Do you have anything special planned for the launch?
We’ve got a launch party planned for Saturday. We’re having 20 comedians doing five minutes each without a host. Each act brings the next act on and my favourite part is that it’s not structured like normal comedy shows were you start with your weakest and end with your strongest. They arrive and draw a number and it makes it difficult for even experienced comics to be funny in five minutes. Its really exciting for the young guys. You have someone who’s been doing comedy for a year introducing someone like Loyiso Gola. Its great even for someone who doesn’t watch a lot of comedy to see a variety of acts.
People familiar with you see you as this larger than life star, and I wanted t know how close this is to who you actually are. Is it an accurate portrayal?

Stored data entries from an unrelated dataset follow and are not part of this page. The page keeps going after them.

PR #258, opened 2024-08-08
IVS-63 - Activation testing updates

Ghesselink:
- In the Gherkin statement for activating a rule, we always return an error instead of a pass.
- In the CI/CD process, we check for errors only when the filename pertains to activation and includes the term "activated." We expect such files to reach the end of their Gherkin statements, as they contain an activating instance or sequence as defined in the concept template. We do not expect non-activating test files to reach this point.
- Ensure that a ValidationOutcome with EXECUTED status is only achieved and passed over to the database when context.instances include meaningful entities or values. Since the structure cannot be generalized, this function needs to be recursive.

Open questions; 

Should we change the following severities? This would probably be more aligned with our terminology
-  `EXECUTED` to `ACTIVATED`'
- '`NOT_APPLICABLE`' to '`NOT_ACTIVATED`

How do we handle PASSED? IIRC, we did not want to populate the database with each passing instance.


features/steps/validation_handling.py
```diff
@@ -116,16 +116,20 @@ def handle_then(context, fn, **kwargs):
...
-        expected=None,
-        feature=context.feature.name,
-        feature_version=misc.define_feature_version(context),
-        severity=OutcomeSeverity.EXECUTED,
-        validation_task_id=context.validation_task_id
-    )
-    context.gherkin_outcomes.append(validation_outcome)
+    #ensure the rule is not activated when there are no instances
+    #in case there are no instances but the rule is applicable (e.g. SPS001), then the rule is still activated and will return either a pass or an error
+    if misc.do_try(lambda: (lambda f: f(f))(lambda f: lambda data: bool(data) and (not isinstance(data, (list, tuple)) or any(f(f)(item) for item in data)))(context.instances), context.applicable):
```
aothms, line 121: Sorry, but this really above my head.

`lambda: (lambda f: f(f))(lambda f: lambda data:` ... `f(f)(item)`

Can you explain what this does and then we try to come up with a simpler way to express this.

test/test_main.py
```diff
@@ -53,6 +53,8 @@ def test_invocation(filename):
 
     if base.startswith("fail-") and not any(description == 'Rule disabled' for description in [result[4] for result in gherkin_results]):
         assert len(results) > 0
+    elif bool(re.search(r'000-activated', base)):
```
aothms, line 56: Alternatively can we just let the files begin with `fail-` `pass-` `activated-`, instead of `pass-por000-activated`. I don't think we expect `fail-...-activated-` cases, or do we?

aothms (changes requested):

test/test_main.py
evandroAlfieri: See @civilx64 ? We definitely need that piece of documentation 😂. 
@aothms I agree with the principle, but I think we don't need "activated" unit tests files that much. But rather the "not-activated" ones. More on that from Scott's doc next week

features/steps/validation_handling.py
Ghesselink: It's a recursive lambda function to check whether the list contains meaningful entities. See also[ Fixed-point combinator](https://en.wikipedia.org/wiki/Fixed-point_combinator) (also includes an example in C++).  I wrote it down simpler before and was wondering if it was possible to write recursive functions without actually defining one (so with lambda instead). Turns out it is. But I agree, it's awful to read ..
The simpler version would be; 
```
def contains_truthy(data):
    if not data:
        return False
    if isinstance(data, (list, tuple)):
        return any(contains_truthy(item) for item in data)
    return True

result = misc.do_try(lambda: contains_truthy(context.instances), context.applicable)
```
The `misc.do_try` part is in case we don't have any context.instances instantiated. In this case, we look for applicability (e.g. correct schema). As a concrete example, (a part of) SPS001;
```
    Given A file with Schema "IFC2X3"

    Then There must be at most 1 instance(s) of IfcSite
```
We don't have any Given statement that selects instances from the model (e.g. Given an IfcSite). The activation criteria here is therefore not related to instances but merely to the schema identifier/MVD. We discussed last Thursday that this could be desirable, but I suppose it's not set in stone. The alternative would be to re-write rules so that there are always activating instances. For this rule, it would mean that 0 instances of IfcSite would mean 'not-activated' and more than 1 IfcSite would be an error. In Gherkin, it will look something like; 
```
Given a correct Schema & MVD 
Given An IfcSite (or 'All instances of IfcSite', similar as GRF001) 
Then the length must be 1 at depth 1
```
Another approach would be to create a '000' rule for each functional part. This way, we clearly define what we mean when we say the software supports a feature. Then, we can use this rule to determine whether a block should be colored grey or green in case the validation passes.

aothms: Very nice, didn't spot the y-combinator immediately, should have, but it's not very pythonic because we're not actually doing lambda calculus. Isn't it the similar to e.g `any(utils.recursively_flatten(context.instances))`? Which I would say is a bit more direct way of writing this.

https://github.com/buildingSMART/ifc-gherkin-rules/blob/f7dcaac762beb0c613d46f29fe94ca8aa778f9dd/features/steps/thens/existance.py#L52

---

> The misc.do_try part is in case we don't have any context.instances instantiated

I would prefer if we not catch arbitrary exceptions for known situations. `getattr(context.instances, [])` would work equally well in that case (?) and doesn't result in silencing arbitrary exceptions that we might actually want to know about.

---

To repeat I like what you did here, but since this involves the formalization of our certification logic I prefer we write it in a way that a typical MBA can almost comprehend this. Lambda calc and y combinators is really a bit too much I think.

---

Final note. In python you can actually have recursive lambdas by just naming them.

```
>>> f = lambda n: 0 if n == 1 else 1 if n == 2 else f(n-2) + f(n-1)
>>>
>>> f(10)
34
```

test/test_main.py
Ghesselink: Yes, in that case we treat 'activation' similar as 'fail'. There is a behave error triggered, but this is only to indicate that the last then statement has been reached. The only prequisite for this that we limit this 'dummy-rule statement' only for activation(000)-rules. This was the plan anyhow. 

I've created a small script that renames files to start with pass-, or activated- instead of activated after the rule-code. So 
`'pass-aaa000-activated_something.ifc'` to `'activated-aaa000-something.ifc' `and 
`'pass-aaa000-not_activated_something_else` to  `'pass-aaa000-something_else'`
. We don’t expect any fail-...-activated cases, but even if they occur, it won’t be an issue (they'll just be flagged as fail files in the CI/CD). I'll share the script here so we can use it for other activation rules as well (the ones that currently have an open PR). As in the example above, it removes the 'activation/not-activation' part after the rule code in the filename, and if the rule is activated (as indicated by the current text after the rule code), change 'pass' to 'activated'.

```
for file in pass-???000-*; do
  if [[ "$file" == *-activated_* ]]; then
    new_file=$(echo "$file" | sed -e 's/^pass-/activated-/' -e 's/-activated_/-/')
    mv "$file" "$new_file"
  elif [[ "$file" == *-not_activated* ]]; then
    new_file=$(echo "$file" | sed -e 's/-not_activated//')
    mv "$file" "$new_file"
  fi
done
```

> but I think we don't need "activated" unit tests files that much. But rather the "not-activated" one

It allows us to check whether a block will turn grey (not-activated) or green (activated) on the platform without having to manually upload files in UAT. I think it's quite important to include in the CI/CD.

features/steps/validation_handling.py
Ghesselink: Thanks for the explanations :-) 

> Isn't it the similar to e.g any(utils.recursively_flatten(context.instances))

Yes. I think I was a bit too enthusiastic about the lambda recursive lambdas and overlooked the more simple solution. 

> getattr(context.instances, []) would work equally well in that case (?) 

I think it could be even simpler. In a couple of lines above, we already define `instance` as
```
instances = getattr(context, 'instances', None) or (context.model.by_type(kwargs.get('entity')) if 'entity' in kwargs else [])
```
Knowing this, we can simply do; 
```
is_activated = any(misc.recursive_flatten(instances)) if instances else context.applicable
    if is_activated:
       # pass to db
```
Which is a lot more comprehensible for a typical MBA. 

---

> Final note. In python you can actually have recursive lambdas by just naming them.

Ah, I thought that lambda functions could not reference themselves. I was also looking to immediately invoke the function. Not really with a y combinator, but an outer lambda function. 
```
>>> (lambda f, n: f(f, n))(lambda f, n: 0 if n == 1 else 1 if n == 2 else f(f, n-2) + f(f, n-1), 10)
34
```

test/test_main.py
evandroAlfieri: This is not what we agreed last Thursday. Activated doesn't correspond to any colour. It's an internal state, users don't care. I would expect test files for not-activated (grey), but why test files for activated? Fail and Pass files are, by definition, activated before they turn one of the two. What am I missing?

Ghesselink: Activation refers to a state indeed where we can color the card either green or red, indicating that the final step of the validation has been reached and there is a (passing or failing) outcome. However, with the current 000 rule, we don't have any failing files. That's why I mentioned that 'activated' corresponds to green, but this is only true within the context of the current rule
Including these test files in the CI/CD allows us to verify whether a file passes because the validation was successfully executed and completed (reaching the final statement) or if the validation stopped because the activation criteria were not met.

evandroAlfieri: Precisely. So for the 000 series, I'd expect only not-activated and pass files. Or not?

Ghesselink: Currently, we're naming the files 'activated' and 'pass', where 'pass' actually means 'pass because it is not activated'. 
We could reverse it to make this clearer. In that case, with the 'pass' file we do expect a behave error (because of the dummy 'Then' statement; we're not using this statement anywhere else), but then in the CI/CD we'd have to differentiate between 'pass in normative rules' and 'pass with 000-series'. Something like (untested)
```
if base.startswith('pass'): 
    if '000' in base: #should be better pattern matching
          assert len(results) > 0
    elif: 
         assert len(results) == 0
elif base.startswith("fail-") and not any(description == 'Rule disabled' for description in [result[4] for result in     gherkin_results]):
        assert len(results) > 0
elif base.startswith('not-activated')
        assert len(results) == 0
   
```
Note that the scope of these files is purely testing in gherkin, not for end-users. However, I'd agree that we should probably try to keep the used terminology consistent as much as possible because to avoid this kind of confusion.

features/steps/validation_handling.py
```diff
@@ -163,20 +181,21 @@ def apply_then_operation(fn, inst, context, current_path, depth=0, **kwargs):
...
-                    feature=context.feature.name,
-                    feature_version=misc.define_feature_version(context),
-                    severity=OutcomeSeverity.PASSED,
-                    instance_id = safe_method_call(activation_inst, 'id', None),
-                    validation_task_id=context.validation_task_id
-                )
-                context.gherkin_outcomes.append(validation_outcome)
+            
+            # Currently, we should not inject passed outcomes for each individual instance to the databse
+            # if not step_results:
```
aothms, line 186: But this is not for individual instances right, there is no loop? This was for the file-wide notification that for a certain feature at least one then step passed. So that in the UI/DB we can take the highest severity,

test/test_main.py
```diff
@@ -44,17 +55,29 @@ def test_invocation(filename):
...
-    if gherkin_results:
+    def print_tabulate(gherkin_results):
         print(tabulate.tabulate(
             [[c or '' for c in r] for r in gherkin_results],
             maxcolwidths=[30] * len(gherkin_results[0]),
             tablefmt="simple_grid"
         ))
+    
+    if gherkin_results and not base.startswith("pass-"):
+        print_tabulate(gherkin_results)
```
aothms, line 66: I wouldn't do this `... and not base.startswith("pass-")`. If we're developing new features and something that we thinks should pass raises an error, it's nice to see that in the console output.

features/steps/validation_handling.py
```diff
@@ -116,16 +117,33 @@ def handle_then(context, fn, **kwargs):
...
+            validation_outcome = ValidationOutcome(
+                outcome_code=ValidationOutcomeCode.EXECUTED,  # "Executed", but not no error/pass/warning #deactivated for now
+                observed="passed",
+                expected=None,
+                feature=context.feature.name,
+                feature_version=misc.define_feature_version(context),
+                severity=OutcomeSeverity.EXECUTED,
+                validation_task_id=context.validation_task_id
+            )
+        context.gherkin_outcomes.append(validation_outcome)
```
aothms, line 145: I think I understand what you're trying to do, but it's rather hacky for two reasons:

- the combination of `OutcomeSeverity.ERROR` and `ValidationOutcomeCode.PASSED`
- the difference in behaviour between production and local testing

This is bound to confuse people in the future, us included.

I don't think it needs to be this way. We just need to figure out how we get information from the gherkin_outcomes into the json log.

I've stumbled upon something called `context.attach` that seems to be a way to propagate some information all the way the json log, but I think we could also write our own JsonFormatter subclass that picks information from the outcomes up.

https://github.com/behave/behave/commit/29b6d471c7d73b894753f85fcf161fa7b5d58105#diff-23cf37bbf1511c05d382150305e9f11f0e2a6bfcfcfd7de211d588c1e54f7585R136

aothms (changes requested):

test/test_main.py
Ghesselink: [We still do](https://github.com/buildingSMART/ifc-gherkin-rules/blob/a787445de8fa18c26a57fa60343a1360edb2775b/test/test_main.py#L80) .In case of a pass testfile, the gherkin_result list is modified to describe that the found error is actually a passed result and print it out afterwards with tabulate.
For example, here we see that a single pass file activates the rule through three scenarios
image

aothms: Thanks for clarifying. I think we should figure out another way though to pass the activation state than through raising an exception. That probably will affect this bit as well.

features/steps/validation_handling.py
Ghesselink: No, I think we agreed that adding an entry for every outcome for each instance would make the database too heavy. Currently, we only use '`passed`' in Gherkin between given statements.
Therefore, the out-commented code can probably be deleted.

`context.instances = list(map(attrgetter('instance_id'), filter(lambda res: res.severity == OutcomeSeverity.PASSED, insts)))`

We could define a rule as _passed_ if it is activated, unless a `fail` outcome is found. In other words, if the highest severity is '`executed`,' we consider the file to have passed the rule.

It might be even clearer to use 'activated' between steps, which would also allow us to pinpoint the last step that was executed. In that case, we'd can explicitly state the passing outcome with the '`passed`' severity instead (and ensure that error has a higher severity as passed).

Ghesselink:
Outdated https://github.com/buildingSMART/ifc-gherkin-rules/pull/267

I attribute this to the fact that I to started comedy very late in my life, but I’m fortunate enough that I don’t have to play a character on stage. I think that one of the reasons people enjoy my comedy is that I’m very honest and very much myself – the guy you see on stage is the guy that I am all the time.
I just love that I can be incredibly polished and incredibly crass at the same time.
You just mentioned starting comedy quite late in your life, so what clique were you in at school? Were you the funny guy?
I played rugby in high school which kind of put me on the border of being a jock, but I always liked making jokes and making people laugh. In high school I was also a chubby kid; I was a teaser. I would tease people first before they got a chance to tease me, and I think that’s where my sense of whit developed. I definitely wasn’t the coolest kid at school, but I also wasn’t the not-coolest. I was the guy people came to hang out with if they wanted to laugh. We literally had a crew of guys and we’d hang out and different people would come chill with us because they knew all we wanted to do was make people laugh.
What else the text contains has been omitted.